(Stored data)
********************

PR #3251, opened 2022-08-01
chore: show in TSInstallInfo when parser is still loaded

theHamsta:
should we be more precise in `:TSInstallInfo` when parser is still active after uninstallation?

### DIFF
--- a/lua/nvim-treesitter/info.lua
+++ b/lua/nvim-treesitter/info.lua
@@ -14,11 +14,13 @@ local function install_info()
 
   local parser_list = parsers.available_parsers()
   table.sort(parser_list)
-  for _, ft in pairs(parser_list) do
-    local is_installed = #api.nvim_get_runtime_file("parser/" .. ft .. ".so", false) > 0
-    api.nvim_out_write(ft .. string.rep(" ", max_len - #ft + 1))
+  for _, lang in pairs(parser_list) do
+    local is_installed = #api.nvim_get_runtime_file("parser/" .. lang .. ".so", false) > 0
+    api.nvim_out_write(lang .. string.rep(" ", max_len - #lang + 1))
     if is_installed then
       api.nvim_out_write "[✓] installed\n"
+    elseif pcall(vim.treesitter.inspect_lang, lang) then
+      api.nvim_out_write "[✗] not installed (but still loaded. Restart Neovim!)\n"
     else
       api.nvim_out_write "[✗] not installed\n"
     end


lua/nvim-treesitter/info.lua
```diff
@@ -14,11 +14,13 @@ local function install_info()
 
   local parser_list = parsers.available_parsers()
   table.sort(parser_list)
-  for _, ft in pairs(parser_list) do
-    local is_installed = #api.nvim_get_runtime_file("parser/" .. ft .. ".so", false) > 0
-    api.nvim_out_write(ft .. string.rep(" ", max_len - #ft + 1))
+  for _, lang in pairs(parser_list) do
```
theHamsta, line 17: renamed `ft` here, because `lang` is more precise

lua/nvim-treesitter/info.lua
```diff
@@ -14,11 +14,13 @@ local function install_info()
...
+    local is_installed = #api.nvim_get_runtime_file("parser/" .. lang .. ".so", false) > 0
+    api.nvim_out_write(lang .. string.rep(" ", max_len - #lang + 1))
     if is_installed then
       api.nvim_out_write "[✓] installed\n"
+    elseif vim._ts_has_language(lang) then
```
theHamsta, line 22: oh no, we're using a private function here!

kyazdani42: so what should we do about that :smile: ?

clason: use `vim.treesitter.require_language(lang)` instead?

theHamsta: I would prefer the proper function than triggering the error on a missing language in `inspect_language`. Would still be possible to `pcall` and check for error or nil return but that would also be a bit relying on the internal behavior of that. If it just returned

theHamsta: changed it to `pcall(vim.treesitter.instect_language, lang)`.

kyazdani42 (approved):

lua/nvim-treesitter/info.lua
theHamsta: I dont' know whether `pcall(vim.treesitter.instect_language, lang)` was a good idea. It has the side effect that it will load all the parsers. `_has_language` will only check whether the parser is loaded.

clason: Well, that would be a good argument to make `_has_language` (or a better version of that) public?

theHamsta: Maybe as `is_loaded`... But should be fine as is for now

PR #3253, opened 2022-08-01
chore: trim space in check-health

### LINKED ISSUE #3248: Stray space in check health implementation
How `:checkhealth` looks like when `vim.opt.list=true` and shows leading spaces.

bild

Culprit: https://github.com/nvim-treesitter/nvim-treesitter/blob/master/lua/nvim-treesitter/health.lua#L126

Suggestion:
```diff
- out = out .. status .. " "
+ out = out .. status
```

theHamsta:
Fixes #3248

### DIFF
--- a/lua/nvim-treesitter/health.lua
+++ b/lua/nvim-treesitter/health.lua
@@ -128,7 +128,7 @@ function M.check()
           table.insert(error_collection, { parser_name, query_group, err })
         end
       end
-      table.insert(parser_installation, out)
+      table.insert(parser_installation, vim.fn.trim(out, " ", 2))
     end
   end
   local legend = [[


lua/nvim-treesitter/health.lua
```diff
@@ -128,7 +128,7 @@ function M.check()
           table.insert(error_collection, { parser_name, query_group, err })
         end
       end
-      table.insert(parser_installation, out)
+      table.insert(parser_installation, vim.trim(out, " ", 2))
```
kyazdani42, line 131: why the additional parameters ? I dont see them in the documentation

theHamsta: ooops, meant to use `vim.fn.trim` which is right-trim only

kyazdani42 (approved):

PR #3268, opened 2022-08-04
go folds.scm composit_literal

ray-x:
image
Fold to: (I used a modified version of fold.lua that keep last `}`
image


theHamsta (approved):
Thank you!

PR #3269, opened 2022-08-04
fix(zig): Do not indent on newline after block

phynalle:
An additional indentaion on newline is appended.

This PR fixes a bug that an additional indentaion on newline is appended.

Current Behaviour is 
```
}<cursor>

to

}
<indent><cursor>
```

But expected behaviour should be below
```
}<cursor>

to

}
<cursor>
```

### DIFF
--- a/queries/zig/indents.scm
+++ b/queries/zig/indents.scm
@@ -5,6 +5,8 @@
   (InitList)
 ] @indent
 
+(Block "}" @indent_end)
+
 [
   "("
   ")"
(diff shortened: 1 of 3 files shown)


theHamsta (changes requested):
Can you add a test please? Copy `tests/indent/go_spec.lua` to`tests/indent/zig_spec.lua` and put a test file in a zig folder.

phynalle:
I have added it

theHamsta (approved):
Thank you :heart: !

phynalle:
oops I missed a commit which enables expandtab

PR #3277, opened 2022-08-06
ts_utils nil check for get_node_text

ray-x:
This error only happened when the pulgin tried to get_node_text while the current buffer was being edited/changed by other plugins(e.g. Formatter).
I mapped CursorHoleI to Treesitter Status Line and have seen the lines being empty from time to time.


theHamsta (approved):
Thank you!

PR #3279, opened 2022-08-06
add details section for supported languages

chapeupreto:
This commit adds a details section for the supported languages so it is easier to read the README file.


theHamsta:
Rendered preview of the README available here: https://github.com/chapeupreto/nvim-treesitter/tree/patch-1

I usually only go for the languages to get the parser links and the maintainers but I guess I'm a minority in that regard. I would be ok with that change although quite neutral. Would love to hear other voices.

clason:
> I usually only go for the languages to get the parser links and the maintainers but I guess I'm a minority in that regard.

Me, too -- that's the single most useful part of the README for me...

PR #6285, opened 2024-03-12
feat: ✨ add nushell

melMass:
and register nuon as extra


clason:
Drop the gitmoji, then we can talk.

PR #6292, opened 2024-03-14
fix(vimdoc): adapt to breaking Neovim change

clason:
Problem:
https://github.com/neovim/neovim/commit/cb46f6e467268edf917cc3617b4c024a66b256de#diff-edf997b0c2d42d31828800641ac1f5a46487fe24a0d46ccf70bcd58a14f3868f
introduced a regression on how `#set!` behaves with several matches in a
single pattern, breaking conceals in, e.g., taglinks.

Solution: Separate taglink etc. patterns into concealed marker and
contents. Also add URL support for concealed markdown links.

### DIFF
--- a/queries/markdown_inline/highlights.scm
+++ b/queries/markdown_inline/highlights.scm
@@ -33,6 +33,11 @@
   ] @markup.link
   (#set! conceal ""))
 
+(inline_link
+  (link_text) @markup.link.label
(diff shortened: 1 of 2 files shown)


lucario387:
Does this happen to other places with conceal with multiple matches 🤔

clason:
Those are the only places, but yes.

PR #6300, opened 2024-03-15
feat(v): prefer to generate from grammar

ttytm:


clason:
Why? You should prefer to compile C, as this does not require treeitter CLI

ttytm:
The goal is more convince. Not keeping the generated files not in the repository but having it automatically generated at the latest development state at client site has some advantages.

From what I experienced at the `v-analyzer` repos: 
Updating the generated files in the repo upon changes to the grammar is additional effort and adds error potential. As well in terms of the growth of the repository size. E.g. simple changes that are part the commit history but produce a diff of ~200k lines. 
https://github.com/v-analyzer/v-analyzer/pull/65
https://github.com/v-analyzer/v-analyzer/pull/74

During early development this has more impact and the project is fairly young.

So I thought it's a good way and an approach e.g. Swift is choosing.

clason:
As long as the parser.c is committed, you should not set this flag. It's only for repos that do not contain the generated parser.

ttytm:
You checked the related PR at v-analyzer? It would remove the `parser.c`

ttytm:
Also, there are tree-sitter projects that have `parser.c` in their repo but `requires_generate_from_grammar` set to true.

clason:
Then you should make a PR to remove the flag.

clason:
> You checked the related PR at v-analyzer? It would remove the `parser.c`

Once this is merged, we will need to adapt. But not a second sooner.

PR #6301, opened 2024-03-15
feat(incremental_selection): Add countable motions

Joniator:
Currently it is not possible to use a count before the motions that manipulate the incremental_selection, e.g. to select 4 nodes out with 4grn

This PR changes the created keymaps to respect the count before the motion if it was set. This should not affect the current behavior if count is omitted.


clason:
Thank you, but that functionality will be removed in 1.0, so we prefer not to make changes. It's free to a good home!

PR #6311, opened 2024-03-17
feat(rust): move pub to `@keyword.modifier`

ribru17:
Trying to match this to e.g. C++ `public` keyword. Also consolidates most of the captures into one set


amaanq (approved):

amaanq:
thanks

********************

• **WHAT THE TASK REQUIRES**
Among the lines above, which ones hold the string "https"? Show them.

• **SOLUTION FOR THIS PROBLEM**
Culprit: https://github.com/nvim-treesitter/nvim-treesitter/blob/master/lua/nvim-treesitter/health.lua#L126
Rendered preview of the README available here: https://github.com/chapeupreto/nvim-treesitter/tree/patch-1
https://github.com/neovim/neovim/commit/cb46f6e467268edf917cc3617b4c024a66b256de#diff-edf997b0c2d42d31828800641ac1f5a46487fe24a0d46ccf70bcd58a14f3868f
https://github.com/v-analyzer/v-analyzer/pull/65
https://github.com/v-analyzer/v-analyzer/pull/74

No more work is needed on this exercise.